What to work on: Reproduce the records word for word, from the first line to the line containing "--- a/etna/packages/etna-py/src/mountetna/metis.py".

--- START ---

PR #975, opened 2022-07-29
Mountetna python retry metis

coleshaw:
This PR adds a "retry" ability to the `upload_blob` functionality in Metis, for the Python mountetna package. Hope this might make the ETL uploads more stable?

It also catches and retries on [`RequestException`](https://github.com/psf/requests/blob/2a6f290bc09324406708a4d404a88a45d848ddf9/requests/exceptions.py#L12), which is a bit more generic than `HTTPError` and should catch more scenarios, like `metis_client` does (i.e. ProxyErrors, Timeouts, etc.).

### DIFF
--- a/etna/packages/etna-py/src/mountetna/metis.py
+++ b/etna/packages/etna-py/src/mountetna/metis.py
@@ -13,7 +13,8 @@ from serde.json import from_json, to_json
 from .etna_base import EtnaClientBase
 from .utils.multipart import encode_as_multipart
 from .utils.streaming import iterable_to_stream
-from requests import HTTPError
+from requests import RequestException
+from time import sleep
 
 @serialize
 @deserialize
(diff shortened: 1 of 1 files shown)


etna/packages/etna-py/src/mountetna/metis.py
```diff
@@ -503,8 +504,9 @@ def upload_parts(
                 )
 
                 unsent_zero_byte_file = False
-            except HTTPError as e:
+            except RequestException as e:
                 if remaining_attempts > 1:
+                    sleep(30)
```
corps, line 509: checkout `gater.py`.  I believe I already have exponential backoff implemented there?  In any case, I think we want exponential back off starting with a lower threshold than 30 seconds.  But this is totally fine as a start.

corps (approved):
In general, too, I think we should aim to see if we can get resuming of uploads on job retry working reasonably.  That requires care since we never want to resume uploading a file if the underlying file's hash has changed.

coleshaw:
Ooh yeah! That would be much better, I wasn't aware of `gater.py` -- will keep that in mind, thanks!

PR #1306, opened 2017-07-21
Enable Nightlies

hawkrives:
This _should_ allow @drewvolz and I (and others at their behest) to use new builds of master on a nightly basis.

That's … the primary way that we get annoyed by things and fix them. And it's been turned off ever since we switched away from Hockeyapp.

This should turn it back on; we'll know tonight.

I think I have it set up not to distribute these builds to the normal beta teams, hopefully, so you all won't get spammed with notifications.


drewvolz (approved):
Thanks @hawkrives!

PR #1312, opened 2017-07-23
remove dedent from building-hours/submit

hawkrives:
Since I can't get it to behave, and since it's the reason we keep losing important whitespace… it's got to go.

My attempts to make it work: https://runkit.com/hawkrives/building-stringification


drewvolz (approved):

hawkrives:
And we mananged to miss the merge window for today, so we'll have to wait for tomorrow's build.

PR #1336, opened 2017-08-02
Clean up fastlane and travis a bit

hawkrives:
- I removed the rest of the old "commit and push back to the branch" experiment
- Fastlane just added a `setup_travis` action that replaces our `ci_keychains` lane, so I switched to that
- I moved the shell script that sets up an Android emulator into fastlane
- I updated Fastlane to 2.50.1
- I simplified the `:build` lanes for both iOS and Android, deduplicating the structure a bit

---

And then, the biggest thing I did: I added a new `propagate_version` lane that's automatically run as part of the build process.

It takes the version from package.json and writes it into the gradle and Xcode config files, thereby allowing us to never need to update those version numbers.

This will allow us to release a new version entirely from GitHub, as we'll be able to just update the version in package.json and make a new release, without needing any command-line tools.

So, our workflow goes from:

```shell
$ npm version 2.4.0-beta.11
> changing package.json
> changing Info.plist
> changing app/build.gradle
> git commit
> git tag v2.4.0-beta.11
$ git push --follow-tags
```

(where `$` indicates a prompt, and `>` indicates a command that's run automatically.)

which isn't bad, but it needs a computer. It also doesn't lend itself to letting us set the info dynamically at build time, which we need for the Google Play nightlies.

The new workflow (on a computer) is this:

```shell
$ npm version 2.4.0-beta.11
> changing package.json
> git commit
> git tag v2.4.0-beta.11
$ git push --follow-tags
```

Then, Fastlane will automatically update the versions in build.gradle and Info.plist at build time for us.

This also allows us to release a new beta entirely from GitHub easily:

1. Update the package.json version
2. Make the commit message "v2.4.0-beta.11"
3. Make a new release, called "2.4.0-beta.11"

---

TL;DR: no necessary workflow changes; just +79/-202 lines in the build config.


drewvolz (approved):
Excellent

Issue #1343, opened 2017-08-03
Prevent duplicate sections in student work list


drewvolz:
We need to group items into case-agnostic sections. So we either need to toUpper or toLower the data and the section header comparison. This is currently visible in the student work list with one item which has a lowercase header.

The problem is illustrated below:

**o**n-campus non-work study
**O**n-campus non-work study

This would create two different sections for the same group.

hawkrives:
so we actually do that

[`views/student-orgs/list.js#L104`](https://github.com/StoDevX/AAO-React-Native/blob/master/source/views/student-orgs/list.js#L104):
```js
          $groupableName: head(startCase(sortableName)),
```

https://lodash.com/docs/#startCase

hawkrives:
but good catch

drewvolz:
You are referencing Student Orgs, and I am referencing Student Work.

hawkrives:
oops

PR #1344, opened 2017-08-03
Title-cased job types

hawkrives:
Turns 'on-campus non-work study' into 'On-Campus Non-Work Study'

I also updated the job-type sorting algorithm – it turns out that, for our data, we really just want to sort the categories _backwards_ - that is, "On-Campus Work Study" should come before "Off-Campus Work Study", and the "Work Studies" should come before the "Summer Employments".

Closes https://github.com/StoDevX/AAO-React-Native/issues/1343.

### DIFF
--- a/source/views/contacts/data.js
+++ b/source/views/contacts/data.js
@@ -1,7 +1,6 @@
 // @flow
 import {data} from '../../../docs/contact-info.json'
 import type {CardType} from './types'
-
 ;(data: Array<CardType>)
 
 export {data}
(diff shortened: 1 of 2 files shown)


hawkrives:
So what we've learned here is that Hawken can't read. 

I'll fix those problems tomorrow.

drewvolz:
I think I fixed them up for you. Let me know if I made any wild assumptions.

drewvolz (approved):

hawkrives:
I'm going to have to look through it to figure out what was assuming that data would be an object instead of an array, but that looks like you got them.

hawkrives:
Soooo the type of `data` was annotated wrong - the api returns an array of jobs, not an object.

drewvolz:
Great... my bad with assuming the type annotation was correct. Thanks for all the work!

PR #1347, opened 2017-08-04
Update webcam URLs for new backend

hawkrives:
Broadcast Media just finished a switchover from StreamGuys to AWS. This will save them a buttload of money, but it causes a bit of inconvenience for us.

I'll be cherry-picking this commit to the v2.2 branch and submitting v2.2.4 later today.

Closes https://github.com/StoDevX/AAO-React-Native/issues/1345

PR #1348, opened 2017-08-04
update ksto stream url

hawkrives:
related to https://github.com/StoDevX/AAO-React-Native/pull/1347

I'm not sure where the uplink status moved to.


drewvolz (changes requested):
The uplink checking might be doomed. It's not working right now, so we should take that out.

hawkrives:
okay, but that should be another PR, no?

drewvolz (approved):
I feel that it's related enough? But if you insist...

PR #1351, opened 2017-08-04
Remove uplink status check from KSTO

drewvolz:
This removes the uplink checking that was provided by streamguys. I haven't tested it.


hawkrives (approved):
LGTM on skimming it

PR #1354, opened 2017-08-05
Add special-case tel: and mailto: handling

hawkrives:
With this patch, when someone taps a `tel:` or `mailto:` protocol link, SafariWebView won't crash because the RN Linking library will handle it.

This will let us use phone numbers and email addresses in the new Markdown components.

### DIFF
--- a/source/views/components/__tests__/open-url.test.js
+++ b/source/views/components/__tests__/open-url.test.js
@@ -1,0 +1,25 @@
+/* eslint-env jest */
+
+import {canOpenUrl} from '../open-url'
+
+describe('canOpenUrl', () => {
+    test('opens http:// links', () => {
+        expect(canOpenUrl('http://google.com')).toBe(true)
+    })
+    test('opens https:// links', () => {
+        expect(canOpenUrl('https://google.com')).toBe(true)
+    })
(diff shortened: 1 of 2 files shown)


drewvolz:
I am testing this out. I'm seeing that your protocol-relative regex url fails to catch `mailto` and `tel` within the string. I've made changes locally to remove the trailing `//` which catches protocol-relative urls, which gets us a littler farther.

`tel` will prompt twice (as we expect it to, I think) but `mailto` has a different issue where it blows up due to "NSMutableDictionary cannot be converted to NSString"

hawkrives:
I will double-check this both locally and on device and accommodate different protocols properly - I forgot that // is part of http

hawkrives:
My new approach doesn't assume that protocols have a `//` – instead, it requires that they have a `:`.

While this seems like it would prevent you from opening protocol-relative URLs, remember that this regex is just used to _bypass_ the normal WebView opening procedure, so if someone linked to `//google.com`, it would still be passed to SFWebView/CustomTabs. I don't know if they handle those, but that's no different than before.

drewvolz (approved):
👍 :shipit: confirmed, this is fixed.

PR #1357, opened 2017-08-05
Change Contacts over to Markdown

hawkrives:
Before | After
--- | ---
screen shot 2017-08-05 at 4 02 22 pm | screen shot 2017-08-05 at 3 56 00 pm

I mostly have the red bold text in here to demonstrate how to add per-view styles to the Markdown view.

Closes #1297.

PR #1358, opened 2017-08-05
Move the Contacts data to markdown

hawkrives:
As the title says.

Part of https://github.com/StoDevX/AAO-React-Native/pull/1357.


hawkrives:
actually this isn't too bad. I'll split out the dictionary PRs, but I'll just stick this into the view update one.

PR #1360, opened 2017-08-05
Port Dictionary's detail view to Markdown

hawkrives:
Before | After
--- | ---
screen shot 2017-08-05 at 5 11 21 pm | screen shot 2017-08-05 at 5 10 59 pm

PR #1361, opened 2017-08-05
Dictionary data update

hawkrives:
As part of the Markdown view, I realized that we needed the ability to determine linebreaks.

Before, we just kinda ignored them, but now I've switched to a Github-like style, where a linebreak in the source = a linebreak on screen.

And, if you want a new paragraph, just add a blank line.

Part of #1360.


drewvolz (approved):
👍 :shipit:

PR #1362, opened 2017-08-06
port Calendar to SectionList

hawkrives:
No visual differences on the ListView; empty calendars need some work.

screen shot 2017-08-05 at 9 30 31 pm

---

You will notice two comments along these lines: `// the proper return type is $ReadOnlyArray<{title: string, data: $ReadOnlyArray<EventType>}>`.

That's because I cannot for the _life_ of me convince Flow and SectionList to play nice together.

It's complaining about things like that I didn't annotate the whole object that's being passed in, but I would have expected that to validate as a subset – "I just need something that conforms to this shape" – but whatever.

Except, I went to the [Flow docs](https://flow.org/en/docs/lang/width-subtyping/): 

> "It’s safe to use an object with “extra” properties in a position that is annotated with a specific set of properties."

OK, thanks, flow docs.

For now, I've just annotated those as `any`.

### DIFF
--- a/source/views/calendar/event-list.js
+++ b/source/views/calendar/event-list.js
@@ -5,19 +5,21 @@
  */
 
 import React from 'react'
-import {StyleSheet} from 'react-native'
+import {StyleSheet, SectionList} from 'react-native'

--- END ---

Result of this task:
PR #975, opened 2022-07-29
Mountetna python retry metis

coleshaw:
This PR adds a "retry" ability to the `upload_blob` functionality in Metis, for the Python mountetna package. Hope this might make the ETL uploads more stable?

It also catches and retries on [`RequestException`](https://github.com/psf/requests/blob/2a6f290bc09324406708a4d404a88a45d848ddf9/requests/exceptions.py#L12), which is a bit more generic than `HTTPError` and should catch more scenarios, like `metis_client` does (i.e. ProxyErrors, Timeouts, etc.).

### DIFF
--- a/etna/packages/etna-py/src/mountetna/metis.py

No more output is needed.